PR #7, opened 2021-10-31
RFC 0010: kv

rjbs:


rfcs/rfc0010.md
```diff
@@ -0,0 +1,157 @@
...
+
+    Author:  Ricardo Signes <rjbs@semiotic.systems>
+    Sponsor:
+    ID:      0010
+    Status:  Draft
+
+## Abstract
+
+This RFC proposes `kv`, a new function for returning the keys and values of a
+contianer.  Among other things, this allows key/value iteration on arrays as
```
Grinnz, line 13:
```suggestion
container.  Among other things, this allows key/value iteration on arrays as
```

rfcs/rfc0010.md
```diff
@@ -0,0 +1,157 @@
...
+This is probably about as simple as this can get without some significant new
+addition to the language.
+
+## Specification
+
+Like `keys` or `values`, `kv` can be called with a hash expression or array
+expression.  Other types of arguments are compile time errors.
+
+In scalar context, `kv` returns the number of entries in its argument, just
+like `keys` or `values`.
```
haarg, line 68: I might have expected that it would return the size of the list it would return in list context, which would be twice the number of entries in its argument.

TASK OBJECTIVE:
Return all lines from the material that contain "allows".

WORKED SOLUTION:
+contianer.  Among other things, this allows key/value iteration on arrays as
container.  Among other things, this allows key/value iteration on arrays as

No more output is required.